→ **Problem details**
Among the lines below, which ones contain the word "them"? Copy every such line.

+ + + +

PR #6607, opened 2016-07-17
Fix typo in VIMUSERS Customization section

ivanbrennan:
Pluralize "four top-level functions".

_before_:
> There are four top-level function in the file...

_after_:
> There are four top-level functions in the file...


TheBB:

PR #9289, opened 2017-07-26
Adds some profiler keybinding under `SPC P`

sdwolf:
This is to make the profiler more accessible to people that experience bad performance. I chose `P` since it was unused and only added the ones I've used before. Feel free to suggest changes, or other commonly used ones and I will add them.

Also, I feel like this needs to be documented somewhere, any hints on where to put it?


d12frosted:
I really think that they should be documented somewhere (in DOCUMENTATION.org?) in order to make them even more ** accessible** 😸 

Other than this - I am OK with your PR. Though I am very bad at creating key bindings (if I was an author of Spacemacs it wouldn't have mnemonics as it's pillar).

nixmaniack:
Although profiler is useful, IMO it's not something that deserves top level binding. I consider profiler as "helpful" which can go under Spacemacs' "help" section under `SPC h`.

sdwolf:
@nixmaniack that's an interesting poin, I was also thinking of adding it under `SPC a` but both the `p` and 'P' namespace were taken.

The main audience for which I want to optimise this are the people new to spacemacs or unfamilliar with the profiler that run into problems, ask for help in the issue seciton and are asked to submit a profiler report. `SPC P` is faster to type, but `SPC h P` might fit in with the report issue `SPC h I`.

I'm gonna leave this as is for now to gather more oppinions.

CeleritasCelery:
I agree with @nixmaniack on this. Should be a help binding.

sdwolf:
I've updated the PR, I will look into adding some documentation now, in the meantine, if you can think of any other commonly used profiler functions that I can add here, please let me know.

+ + + +

→ **Solution**
This is to make the profiler more accessible to people that experience bad performance. I chose `P` since it was unused and only added the ones I've used before. Feel free to suggest changes, or other commonly used ones and I will add them.
I really think that they should be documented somewhere (in DOCUMENTATION.org?) in order to make them even more ** accessible** 😸 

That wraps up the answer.